In addition to these obstacles, there are the internal deficiencies of the ISHR, which are vulnerable to the actions of states dissatisfied with the criticisms made by both the IACHR and the Court. These two bodies constantly undergo political pressure when countries withhold funding, attempt to prevent publication of the IACHR’s reports with findings that the ACHR has been violated, and attempt to intervene in the appointment of Commissioners to the IACHR and judges to the Court. These deficiencies eventually cause the ISHR to replicate problems in the domestic sphere, which itself is a reason to seek a remedy at the supranational level, namely for the undue delay in issuing decisions (THEREIN; GOSSELIN, 1997, p.213).
In the next section, we examine to what extent the legal duty to investigate, prosecute and punish is being properly implemented by the Brazilian authorities.
With regard to Brazilian legal actors, ignorance about our international obligations discussed above is responsible for most of the convictions against Brazil and the difficulties in fulfilling the decisions of the organs of the Inter-American System. This is due to the fact that the main cause of the international declarations of Brazil’s liability are violations of Article 1.1 (general duty to guarantee) combined with Article 8 (procedural safeguards) and Article 25 (judicial protection) of the ACHR. This situation could be reversed or mitigated if our legal actors routinely applied international standards of human rights protection.
Before considering the Articles mentioned above, some legal and policy points should be clarified.
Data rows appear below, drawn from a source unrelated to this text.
PR #57, opened 2025-06-01
Lab1

adithya-ananth:
I've used Ollama locally to run the code using the Llama3.2:1b model. I hope this helps those who desire to use models without spending on API keys.


ed-donner:
Thanks so much @adithya-ananth - this will be most helpful for others.

PR #61, opened 2025-06-02
Module 1 - Labs 1, 2, and 3 implemented using the OpenRouter API

rodrigo-amc:
Using the OpenRouter API allows us to use a single API key to access a lot of LLM models, including free models.


ed-donner:
Hey @rodrigo-amc - very helpful thank you. It looks like you may have accidentally included your own files in the main "me" directory in week1. Is that right? Would you be OK to remove them before I merge.. thanks so much

rodrigo-amc:
Hi @ed-donner , thanks for the feedback. I've made the requested changes.

ed-donner:
Thanks so much - terrific - this is an excellent contribution

PR #65, opened 2025-06-07
InsightFace comparison using URLs as an MCP server.

johnbikes:
I tried slimming the dependencies down just to what is extra here. Let me know if this needs to change in any way. I'm happy to remove the code headers as well! Thanks!


ed-donner:
Wow this is so great @johnbikes - a really substantive PR. Thank you for sharing this!

PR #673, opened 2026-03-17
Modified version of 'debate' crew with 5 agents

zoya-hammad:


ed-donner:
hey.. would it be possible to remove uv.lock from this, and see if there's any way some files could be reduced to make the PR more concise? Thanks so much

PR #1285, opened 2026-04-09
fix - w3_engineering_team change to claude-sonnet-4-5 from claude-3-7-sonnet which is obsoleted

mihaly-hazag:
(claude-sonnet-4-6 does not work with the current crewai version)


ed-donner:
thanks so much for this!

PR #1286, opened 2026-04-09
Stock Picker project with LMStudio

AdityaNarendra:
The stock picker project uses LMStudio for LLM access and embeddings. Modified the lmstudio_loader.py to present a crewai focused embedding configuration dictionary based on OpenAI as the provider.


ed-donner:
Great - thanks so much!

First, although the Commission and the Court are organs of the OAS, which, in turn, is an international organization subject to foreign policy pressures on State-members, the operating logic of the ISHR is supranational, not intergovernmental or “inter-national.” Unlike those individuals who work in other organs of the OAS, such as the General Assembly, judges and commissioners act in their own names, as human rights experts with all the guarantees of exercising their functions with independence, and do not represent the interest of any State, although by necessity they are nominated for the position necessarily by a member state. Of course, this feature does not immunize the ISHR from political pressures, as mentioned above, but significantly reduces the potential for this kind of embarrassment.
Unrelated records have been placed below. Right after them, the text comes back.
PR #1288, opened 2026-04-10
Community: LangGraph three-agent debate with dynamic routing

srinivasrk:
### Title
**Community: LangGraph three-agent debate (dynamic routing + debiasing)**

### Description

Adds `4_langgraph/community_contributions/three_agent_debate_langgraph/three_agent_debate.ipynb`: a **for / against / moderator** debate on a shared topic, orchestrated as a LangGraph workflow.

**Pattern:** Supervisor-style **moderator** routes turns; two debater nodes produce arguments. **Runtime routing** via `Command(goto=..., update=...)` (not only static edges). Shared **`DebateState`** with **list reducers** (`Annotated[list[str], add]`) for growing transcripts. **`MemorySaver`** checkpointer. Moderator/judge use **structured outputs** (Pydantic) for decisions and final verdict. **Optional Step 6** (`app.stream(..., stream_mode="updates")`) is included but **commented out** in the notebook—uncomment that cell if you want live node-by-node output.

**Anchoring bias:** LLMs can overweight early arguments or a one-sided view. The graph **always opens with `for_agent` → `against_agent`** so the moderator’s first pass happens only after **both** openings exist; it **requires at least one follow-up** before allowing an early end, and caps moderator rounds with a **forced winner/tie** when stopping.

**Dependencies:** Adds `langchain-google-genai` to `pyproject.toml` so `init_chat_model(..., model_provider="google_genai")` works (run `uv lock` / `uv sync` locally to refresh `uv.lock` if needed).

**Run:** Set `GEMINI_API_KEY` (and optionally `GEMINI_MODEL`) in `.env`.


ed-donner:
Hi - thank you for the contribution. It's not practical or feasible to change dependencies for the entire repo. With 200,000 people on the course, and the need for all labs to work on all systems, merging this PR would involve very significant retesting. If you have additional project dependencies, simply note that in your contribution; others can run "uv add" themselves. Thanks so much

srinivasrk:
Makes sense I will remove the dependency and resubmit the PR. Thanks!

ed-donner:
Great - thanks so much!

Secondly, in accordance with Article 62.1 of the ACHR, the so-called optional clause of compulsory jurisdiction, states in the region decide independently whether or not they recognize the jurisdiction of the Court. This decision is a state act of sovereignty. However, once the jurisdiction of the Court has been recognized, it becomes binding and irrevocable, except in cases provided for in the Pact of San José. Pursuant to Article 68.1 and Article 2 of the American Convention, States agree to fully comply with the decision issued by the Inter-American Court, and no argument based on domestic law, such as the statute of limitations, can be used to remove this obligation. Failure to comply with the court decision, per se, gives rise to international liability. Even if a State decides to denounce the American Convention to avoid the obligation to implement a given sentence, the possible violations that have come before the ICHR before the State’s denunciation will be examined and the international liability of the State could be declared.9
With respect to decisions of the IACHR, controversy exists as to its mandatory nature.10 As mere recommendations, the reports of noncompliance do not give rise to international liability, even if they are issued after a procedure that follows the minimum requirements of due process, such as the right to confront hostile witnesses and present a full defense, and they are similar to a judgment, with a statement of facts, legal reasoning and the order (NAGADO; SEIXAS, 2009, p. 295-299). Nevertheless, the Court declared in the Loyaza Tamayo case that states should make every effort to comply with the decisions of the IACHR as a requirement of the rule of good faith in the interpretation of treaties, codified in the Vienna Convention on the Law of Treaties, in 1969:
Under the principle of good faith, enshrined in Article 31.1 of the Vienna Convention, if a State signs or ratifies an international treaty, especially one dealing with human rights, such as the American Convention, it has the obligation to make its best effort to implement the recommendations of an organ whose mandate is to protect, such as the Inter-American Commission, which is, moreover, one of the major organs of the Organization of American States, and whose function is to “promote the observance and defense of human rights” in the hemisphere
(Letter OAS, articles 52 and 111)
(CORTE INTERAMERICANA DE DIREITOS HUMANOS, Loayza Tamayo v. Perú, 1997a, para. 80).11
We must note that the obligation to comply with the provisions of the ACHR stems from ratification of or accession to the treaty, and not through recognition of the compulsory jurisdiction of the Inter-American Court. The IACHR is the body authorized by the relevant treaties to interpret the ACHR. Moreover, the ACHR, in Article 2, establishes the duty to adopt domestic laws necessary to honor the obligations set out in that instrument, and the Vienna Convention on the Law of Treaties, Article 27 provides that a State “may not invoke the provisions of national law to justify its failure to execute its obligations under a treaty.”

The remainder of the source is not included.